Yup, I was fascinated by the 70’s fad known that was CB radio. The idea that of talking with someone through invisible radio was intriguing. I remember when someone was visiting who had one in their car. I snuck out to play with it. Keying up, calling out and, no doubt, sounding ridiculous in my 14 year-old voice, wondering what lurked beyond the microphone. As would repeated many times in my future, I wound up diving into the deep end of CB radio, including a bit of less-than-legal amplification.
House Towers
There was overlap with flying but I no longer remember the dates. Infatuation with seeing the ground from above AND wanting a strong CB signal manifested in towers, starting with the ones I put up at our house and later climbing one at a nearby water facility. That got me in trouble.

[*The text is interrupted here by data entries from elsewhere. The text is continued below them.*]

Issue #248, opened 2016-01-19
As a user, I need to be notified when I am tagged in a conversation by another user so that I can respond


davethenipper:
Acceptance Criteria:
- [ ] To Come

PR #250, opened 2016-01-21
endpoints are now mounted under "/api/v1"

YashdalfTheGray:
Not much to say, changed our REST API mount point to `api/v1` instead of `/ideas` or `/users`, etc.

Reviewers (or mostly just look at it): @bcbrennecke, @monotkate, @alanlgirard

### DIFF
--- a/server/routes.js
+++ b/server/routes.js
@@ -40,7 +40,7 @@ module.exports = function(app, db) {
         };
     }
 
-    app.get('/ideas', function(req, res) {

I wanted to get up high enough to see the surrounding area so I climbed the Raemelton water tower one morning. Neighbors called the police who had me come down just couldn’t believe me about wanting to look around. “Where’s the paint can?” they insisted, knowing full well that my ridiculous story of wanting height was nonsense. They called my parents.

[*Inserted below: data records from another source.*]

Issue #235, opened 2016-01-12
Comments and Updates able to be submitted blank


alanlgirard:
Need to add more error checking to handle the pristine/dirty states of all form fields to ensure that we only submit valid entries

YashdalfTheGray:
Is this a validation issue or do you think the server can take empty fields?

YashdalfTheGray:
Actually, I'm pretty sure that the server can take empty fields but if  we have some validation, we should be good for now.

alanlgirard:
It's just a validation check. We are limiting characters but since the
field is not required there needs to be a few other validation checks
because the form doesn't have a invalid state until the user enters text.

LongArmMcGee:
Meeting Decision: Make the field required instead.

PR #252, opened 2016-01-21
Form Validation Fix

alanlgirard:
- Fixed the login dialogue so the required error message only show after the fields have been touched and there is no weird bump down now
- Updates/Comments have the submit button disabled now if the field is empty.  I used this method over just making them required because I didn't like the fields being highlighted red after a user clicked on them.

Closes issue #235 

Very quick review @YashdalfTheGray @Mctalian @monotkate

### DIFF
--- a/src/ideas/ideasView/ideasView.tpl.html
+++ b/src/ideas/ideasView/ideasView.tpl.html
@@ -229,7 +229,7 @@
                                         <div ng-message="maxlength">Your comment is too long Must be under 500 characters</div>
                                     </div>
                                 </md-input-container>
-                                <md-button class="md-icon-button" type="submit" aria-label="Submit" ng-disabled="newUpdateForm.$invalid">
+                                <md-button class="md-icon-button" type="submit" aria-label="Submit" ng-disabled="newUpdateForm.$invalid || !ideasView.newUpdate">
                                     <i class="material-icons icon-button-adjust">&#xE876;</i>
                                 </md-button>
                             </form>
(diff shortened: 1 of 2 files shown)


src/ideas/ideasView/ideasView.tpl.html
```diff
@@ -229,7 +229,7 @@ <h1 class="no-margins" layout="row">{{idea.title}}</h1>
                                         <div ng-message="maxlength">Your comment is too long Must be under 500 characters</div>
                                     </div>
                                 </md-input-container>
-                                <md-button class="md-icon-button" type="submit" aria-label="Submit" ng-disabled="newUpdateForm.$invalid">
+                                <md-button class="md-icon-button" type="submit" aria-label="Submit" ng-disabled="newUpdateForm.$invalid || !ideasView.newUpdate">
```
Mctalian: Do you need these conditions with "required" as well?

Mctalian:
Approved pending my question being answered

src/ideas/ideasView/ideasView.tpl.html
alanlgirard: The form `.$invalid` conditional would still be required if "required" would be used for the form.

Mctalian: What about !ideasView.newUpdate and newComment? That's what I meant

alanlgirard: No those would not be required.  I only did it this way to prevent the angry wrath of the red input form once a user clicked off of it.

Mctalian: Ah ok, all good then.

monotkate:
Approved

When Mom came, she explained it. “Trust me, this kid is into heights in many ways, if you want, come to our house and check out the towers.” Apparently they believed her and I was let go with a warning about trespass. I wonder if they ever did drive by the house because indeed I had constructed two towers, one on either end of the house, each holding a different CB antenna.
The south tower held a “Moonraker” quad-element beam antenna with both vertical and horizontal polarization atop the taller south 60 foot tower. The other was an omnidirectional ground plane on a 40 foot tower.
Writing about this now makes me marvel even more at what my parents let me do. I was quite careful about the whole endeavor, at least in most ways, and had to overcome a powerful fear of open heights.
The towers started off as an extension of a CB antenna business that my friend, Rick Gherky (sp?) and I got into. We’d offer to remove people’s TV antennas that they no longer needed because of cable TV. In exchange we kept, refurbished, and sold to the burgeoning CB community, mostly our friends as I recall.
Model Aircraft
I’m guessing this started not long after getting into soaring so I was probably 14 years old. I remember spending nearly my entire wad of mowing money on a Kraft 4 channel Digital Proportional R/C kit and Carl GoldbergFalcon 56 Model engine with an OS 20 Glow engine. Can’t believe I remember all that. The radio came out of a basement hobby store in Mansfield, OH.
I joined the local club to get instruction on how to fly it and proceeded to be amazed that something I built was flyable. This was back when kits came as flat pieces of pre-cut balsa and bass wood with some of the requisite fittings. There was a lot of cutting, sanding, gluing, silk spanning and painting.